He came back two days later.
Not because I asked.
Because I allowed it.
I felt the shift the moment I stepped into my office that morning. The air was different—denser, as if the room remembered something it hadn’t been allowed to finish. The chair stood where it always did, bolted to the floor, restraints reset, waiting.
So was I.
I had told myself I wouldn’t check on him during isolation. That absence was necessary. That consistency meant restraint. And I had kept that promise—barely. Each hour had felt measured, deliberate, heavier than the last.
But the cost had settled into my body in ways I couldn’t ignore. Tight shoulders. A constant pressure beneath my ribs. The kind of tension that didn’t release with sleep, only shifted location.
When Dave knocked, I already knew.
“He’s cleared,” he said. “No incidents.”
I nodded. “Bring him in.”
Dave didn’t move right away.
“You’re sure?” he asked.
“Yes.”
That was the truth.
Santiago entered without resistance.
That was still the first thing I noticed.
But the second thing mattered more.
He was different.
Not visibly weaker. Not shaken in any obvious way. His posture was still controlled, his movements deliberate. But the ease was gone. Replaced by something tighter. More contained. Like a system operating under constant correction.
He sat when instructed.
The restraints clicked into place.
He didn’t look at me.
Not immediately.
I stayed standing, letting the silence stretch. It wasn’t a weapon anymore. It was a measure. A calibration of what remained after absence.
He breathed steadily, but not deeply. His shoulders were drawn slightly inward, as if conserving space. The faint clink of metal followed each small adjustment of his wrists.
Isolation had left marks.
Not where anyone else would look.
“You’re back,” I said finally.
“Yes.”
His voice was calm. Even.
Too even.
I took my seat slowly, aware of every movement. The chair felt harder than usual beneath me, grounding and uncomfortable all at once. My hands rested on the desk, fingers spread, anchoring myself.
“How are you feeling?” I asked.
The question was routine.
The weight behind it was not.
“Clearer,” he said.
“That’s not an answer.”
“It is,” he replied. “Just not a reassuring one.”
I watched him carefully then. The way his jaw tightened before relaxing. The way his fingers curled against the restraints, then loosened again. Small corrections. Continuous regulation.
“You didn’t request to see me during isolation,” I said.
“No.”
“Why?”
He hesitated.
Just long enough.
“Because I didn’t want to make it worse.”
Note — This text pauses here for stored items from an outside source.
PR #3231, opened 2024-05-07
Obtain the channel from `ChannelHandlerContext` instead of `HttpServerOperations`

violetagg:
This is in addition to #3211


pderop (approved):

violetagg:

PR #1551, opened 2023-05-05
Implement witnessing pt.1

matteosz:
This PR:
- introduces in the application the possibility for the clients to show the public key in form of QR code in order to be scanned as witnesses by the organizer
- adds the possibility for the organizer to scan witnesses before creating the LAO, such that witnesses are statically defined at the start and consensus is not required

Some UI screenshots:


simone-kalbermatter (changes requested):
The code looks good to me, just a comment about the UI. On the my Lao screen, the witness button should probably not be more highlighted than the join button. Now it is the only blue button and also has the QR code icon. It would probably be better if both buttons are blue. Maybe the QR code icon could be left away completely or be given to both buttons, but I don't really see a case for why one button should have it and the other not. If there is not enough space on the screen horizontally, the buttons could also be aligned vertically.

matteosz:
> The code looks good to me, just a comment about the UI. On the my Lao screen, the witness button should probably not be more highlighted than the join button. Now it is the only blue button and also has the QR code icon. It would probably be better if both buttons are blue. Maybe the QR code icon could be left away completely or be given to both buttons, but I don't really see a case for why one button should have it and the other not. If there is not enough space on the screen horizontally, the buttons could also be aligned vertically.

Just changed as you suggested, you can find an updated screenshot in the description

simone-kalbermatter (dismissed):
LGTM!

Warhedgehog (commented):
Code wise it looks great to me. For the UI, I'm gonna be against Simone's opinion. For buttons, a principle is to have only one high-emphasis button, unless there's a really good reason. Here, joining an LAO will be much more common than creating one. So I think the `Create` button should not be blue.

jbsv:
Please don't forget to reduce the code smells. Most of them, if not all, are easy to fix ;-)

matteosz:
> Code wise it looks great to me. For the UI, I'm gonna be against Simone's opinion. For buttons, a principle is to have only one high-emphasis button, unless there's a really good reason. Here, joining an LAO will be much more common than creating one. So I think the `Create` button should not be blue.

👍🏼 I changed the UI and updated the screenshot in the description

Warhedgehog (approved):
LGTM 👍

The honesty hit harder than any protest could have.
“Worse how?”
“By reminding myself what I didn’t have access to.”
My chest tightened, sharp and immediate. I kept my face neutral, but my body reacted anyway—a faint tightening at the base of my throat, a need to inhale more deeply.
“That’s an unhealthy cognitive pattern,” I said.
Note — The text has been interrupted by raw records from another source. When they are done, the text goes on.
Issue #1134, opened 2022-06-21
Enable lao#greet check


Tyratox:
At the moment the authenticity check for `lao#greet` messages are disabled which means any server can claim to be the back-end of any front-end. As long as there is only one single organizer server this is fine but as soon as there are multiple back-ends in a single LAO, this check must be enabled. Otherwise, malicious organizers or witnesses can claim to be the back-end of a the organizer's front-end enabling them to send forged `election#result` or `election#key` messages.

For the check to work, both front-ends has to (automatically) sign `lao#greet` messages sent by **their** back-end that list them as their front-end. This requires witness signatures to work and must allow attendees other than witnesses to submit them for `lao#greet` messages. After that, the checks have to be implemented in the front-ends.

For fe-1 the check is already implemented [here](https://github.com/dedis/popstellar/blob/master/fe1-web/src/features/lao/network/LaoHandler.ts#L93-L106), it just has to be enabled.

PR #1554, opened 2023-05-07
Add server greet schema

MariemBaccari:
This PR aims to add a new json schema that allows servers to share their endpoints and public key to each other.
It's a new query `greet_server` that contains the server's public key, the address at which clients can connect and the one at which servers can connect. 
It should be first sent by the server that's making the connection. The server that receives it should send a `greet_server` back

This will allow us to make the greet lao work since we're missing the peers' addresses.


docs/protocol.md
```diff
@@ -204,6 +209,32 @@ Here are the different methods that can be called:
...
 * GetMessagesById
 
+### Greeting a server
+🧭 **RPC Message** > **Query** > **Greet Server**
+
+By executing a greet server action, a server can send its public key as well as the 
+addresses of its client and server endpoints to another server.
+
+This action should be executed by the server that opens a connection with another server. The 
+latter should then reply with a `GreetServer` answer containing its own information.
```
K1li4nL, line 219: Now that I think about it, shouldn't the answer rather be in a `result`, otherwise they might start sending each other `GreetServer`'s until the end of time ?

protocol/examples/query/greet_server/wrong_greet_server_invalid_client_endpoint_address.json
```diff
@@ -0,0 +1,10 @@
+{
+  "jsonrpc": "2.0",
+  "id": 7,
+  "method": "greet_server",
+  "params": {
+    "public_key": "J9fBzJV70Jk5c-i3277Uq4CmeL4t53WDfUghaK0HpeM=",
+    "client_address": "wss://popdemo.dedis.ch/client",
```
K1li4nL, line 7: I don't think this endpoint is invalid in the sense that the url has the correct shape to me. Urls on the default ports should be accepted I think, I see that they made the same choice on the `greet_lao`, is there a reason for it ? 

Though, by accepting both default and specified port it might make the regex a bit uglier

protocol/examples/query/greet_server/wrong_greet_server_invalid_server_endpoint_address.json
```diff
@@ -0,0 +1,10 @@
+{
+  "jsonrpc": "2.0",
+  "id": 7,
+  "method": "greet_server",
+  "params": {
+    "public_key": "J9fBzJV70Jk5c-i3277Uq4CmeL4t53WDfUghaK0HpeM=",
+    "client_address": "wss://popdemo.dedis.ch:9000/client",
+    "server_address": "wss://popdemo.dedis.ch/server"
```
K1li4nL, line 8: same as above

K1li4nL (changes requested):
Beside these few points it looks good to me, good job !

docs/protocol.md
MariemBaccari: I might be wrong about the scala backend (so correct me if I am) but on the go side the implementation would be much easier if the answer was a query because adding a new type of `result` would be a mess since it expects an array of messages or a map between a channel and an array of messages for now. We already keep track of the queries sent so when we receive one we just check if we sent a query with this `id `and either send a `greet_server `or we don't depending on that condition.

protocol/examples/query/greet_server/wrong_greet_server_invalid_client_endpoint_address.json
MariemBaccari: I also wasn't (and still am not) sure about why it was the case for the greet_lao. @pierluca could you perhaps clarify that point ?

docs/protocol.md
K1li4nL: I don't think we keep track of any queries on scala, I guess we will start now ;)

pierluca: I am a bit confused as to your reasoning here. Are you sure what you want is not a JSON-RPC Notification ?

It seems your message is not really an RPC, you're not calling a function and expecting a return value.

You do expect "an answer" (from a logic perspective), but the "connected-to" server would already know what to send in his own `GreetServer` - and could, in principle, send it of his own accord without breaking the protocol.

Basically, it's a bit like the heartbeat and get_messages_by_id you're familiar with. If you know the application protocol, you know that a heartbeat may trigger a get_messages_by_id, but one is not the answer to the other (at the JSON-RPC level), 

Also, you don't have a choice from a JSON-RPC perspective, if you do a query, you expect an answer object which contains a `result` field. Otherwise, you're breaking the JSON-RPC protocol. The good news (for both of you) is that it seems you don't really need a query at the JSON-RPC layer 😅

docs/protocol.md
```diff
@@ -204,6 +209,32 @@ Here are the different methods that can be called:
...
+    "id": 7,
+    "method": "greet_server",
+    "params": {
+        "public_key": "J9fBzJV70Jk5c-i3277Uq4CmeL4t53WDfUghaK0HpeM=",
+        "client_address": "wss://popdemo.dedis.ch:9000/client",
+        "server_address": "wss://popdemo.dedis.ch:9001/server"
+    }
+}
+```
+
```
pierluca, line 237: don't forget to include the 
```
<details>
<summary>
💡 See the full specification
</summary>
...
```

bit :-)

protocol/examples/query/greet_server/wrong_greet_server_invalid_client_endpoint_address.json
pierluca: I agree, default ports should be acceptable and I suppose in the greet_lao it was a question of convenience at the time, or the default port scenario might not have been spotted.

Thankfully marking something as optional in a regex only makes it marginally uglier 😅

protocol/query/method/greet_server.json
```diff
@@ -0,0 +1,46 @@
...
+        },
+        "server_address": {
+          "description": "[String] canonical address of the server with a protocol prefix and the port number for connecting as a server",
+          "type": "string",
+          "pattern": "^.*:\\/\\/.*:\\d{0,5}\\/.*$"
+        },
+        "client_address": {
+          "description": "[String] canonical address of the server with a protocol prefix and the port number for connecting as a client",
+          "type": "string",
+          "pattern": "^.*:\\/\\/.*:\\d{0,5}\\/.*$"
```
pierluca, line 30: are you sure you don't want to enforce `ws` and `wss` URI schemes only ?

docs/protocol.md
MariemBaccari: I think you're right, I wasn't aware that by doing a query we were systematically expecting an `answer` object. 
If I understood properly, a JSON-RPC Notification would simply be this same schema but without an ID field correct ? In that case , I can remove it and specify in the documentation that a `GreetServer` will trigger another `GreetServer` (if we didn't already send one to that server).

protocol/query/method/greet_server.json
MariemBaccari: Yes, thank you I added that.

protocol/examples/query/greet_server/wrong_greet_server_invalid_client_endpoint_address.json
MariemBaccari: I added them as optional now but we're still working on the regex to enforce the number of digits in the port number.

docs/messageData.md
```diff
@@ -466,9 +466,9 @@ Last but not least, the greeting message contains a list of peers that tells cli
             "$comment": "Note: the string is encoded in Base64"
         },
         "address": {
-            "description": "Canonical address of the server with a protocol prefix and the port number",
+            "description": "Canonical address of the server with a protocol prefix and (optionally) the port number",
             "type": "string",
-            "pattern": "^.*:\\/\\/.*:\\d{0,5}\\/.*$"
+            "pattern": "^(ws|wss):(\\/\\/)[a-zA-Z0-9|.|-|_)+\\.[a-zA-Z]+((:[0-9]{1,5}(\\/.*)?)|(\\/).*|)$"
```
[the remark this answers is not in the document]
K1li4nL: I don't know if you copy pasted the regex, but if you did and it doesn't work, it is expect. In a json string we have to double escape so that `\/`  is treated as whole in the string instead of being interpreted as an escaped `/` , or something along these lines. Hence the double escape have to be converted to single escape on website and such. 
The CI currently fails for another reason. The regex I copied from the website I was testing it on came with some funny invisible characters....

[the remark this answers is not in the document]
matteosz: Yeah I didn't consider the double escape problem of the json string, so it looks good then 👍

K1li4nL (approved):
LGTM !

Tyratox (commented):
Happy to see the that the lao greet message is getting closer to becoming fully operational. Might be worth to keep https://github.com/dedis/popstellar/issues/1134 in mind as well. It is not important for this PR but in general if you are now working on the server to server communication.

I agree with @pierluca 's comments regarding the JSON-RPC query / notification :) 
Moreover I added two small comments. Otherwise LGTM 😄

docs/protocol.md
```diff
@@ -204,6 +209,81 @@ Here are the different methods that can be called:
...
+RPC
+
+```json5
+// ../protocol/examples/query/greet_server/greet_server.json
+
+{
+    "jsonrpc": "2.0",
+    "method": "greet_server",
+    "params": {
+        "public_key": "J9fBzJV70Jk5c-i3277Uq4CmeL4t53WDfUghaK0HpeM=",
```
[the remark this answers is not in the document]
MariemBaccari: I see that the sender field is in messages that are related to the LAO. However, there might be a few cases where we would need the public key of the other servers before a LAO is created and after the moment a connection is established. One example from the discussions during the decentralized communications meeting was (in the case where two servers open a connection which each other instead of only one) deciding which connection to drop could depend on the public key. What do you think ?

docs/messageData.md
```diff
@@ -466,9 +466,9 @@ Last but not least, the greeting message contains a list of peers that tells cli
             "$comment": "Note: the string is encoded in Base64"
         },
         "address": {
-            "description": "Canonical address of the server with a protocol prefix and the port number",
+            "description": "Canonical address of the server with a protocol prefix and (optionally) the port number",
```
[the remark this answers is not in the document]
MariemBaccari: Thank you, I just pushed that. Let me know if it's okay now :)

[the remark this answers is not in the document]
Tyratox: I think it would have also been fine just in the `messageData.md` as text but this is even more precise now 👍 :)

docs/protocol.md
```diff
@@ -11,6 +11,7 @@
   - [Concatenation for hashing](#concatenation-for-hashing)
 - [JSON RPC (low-level)](#json-rpc-low-level)
   - [Query](#query)
+    - [Greeting a server](#greeting-a-server)
```
Tyratox, line 14: Given the discussion with @pierluca this should no longer be in the query section I assume?

docs/protocol.md
```diff
@@ -204,6 +209,81 @@ Here are the different methods that can be called:
...
 * GetMessagesById
 
+### Greeting a server
+🧭 **RPC Message** > **Query** > **Greet Server**
+
+By sending a greet server message, a server can transmit its public key as well as the 
+addresses of its client and server endpoints to another server.
+
+This message should be sent by the server that opens a connection with another server. It should trigger
+a `GreetServer` message from the server that receives the connection containing its own information.
```
Tyratox, line 219: Where is this message sent (i.e. on what channel, the default one?)

docs/protocol.md
```diff
@@ -204,6 +209,81 @@ Here are the different methods that can be called:
...
+### Greeting a server
+🧭 **RPC Message** > **Query** > **Greet Server**
+
+By sending a greet server message, a server can transmit its public key as well as the 
+addresses of its client and server endpoints to another server.
+
+This message should be sent by the server that opens a connection with another server. It should trigger
+a `GreetServer` message from the server that receives the connection containing its own information. 
+
+RPC
```
Tyratox, line 221: Typo?:)

docs/protocol.md
MariemBaccari: It's not sent to any channel similarly to the `heartbeat `and `getMessagesById` messages.

docs/protocol.md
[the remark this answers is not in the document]
MariemBaccari: They're not sent on any channel so I think in that sense they're not using the pub/sub model and, if I understood the documentation properly, they shouldn't contain that field. We have other messages that operate in the same way (heartbeats and getMessagesById which I mentionned in another comment).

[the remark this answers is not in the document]
Tyratox: I see, that explains my confusion!
Yes I guess then my comments don‘t make sense / you must include the public key.

But I did not realize these messages are completely different from all the others. I would reccomend putting them in a completely separate section in the documentation to make this clear. (including the heartbeat and getMessagesById)

docs/protocol.md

“Yes,” he agreed. “I’m aware.”
That was new.
I leaned back slightly, crossing my arms. “Isolation is meant to reset behavior. Reduce dependency.”
“I know.”
“And yet,” I continued, “you’re still here.”
“Yes.”
“Why?”
This time, he looked at me.
Not searching.
Not challenging.
Present.
“Because you didn’t disappear,” he said. “You just stepped back.”
The distinction made my pulse jump.
“That wasn’t for you,” I said.
“No,” he replied. “But it mattered anyway.”
Silence settled again.
Different from before.
He wasn’t filling it.
He was waiting inside it.
I stood.
Moved around the desk.
Stopped at a measured distance—not close enough to touch, not far enough to pretend neutrality. My body felt alert, keyed in, as if it recognized this moment as important before my mind had fully caught up.
“You understand why I did it,” I said.
“Yes.”
“And you don’t resent me?”
“No.”
The answer came too quickly.
That worried me.
“You should,” I said.
He shook his head slightly. “Resentment requires expectation. I didn’t expect you to stay.”
The words landed heavy.
“That doesn’t mean you get to replace isolation with proximity,” I said. “This isn’t a reward.”
“I know,” he said again. “That’s why I’m not asking for anything.”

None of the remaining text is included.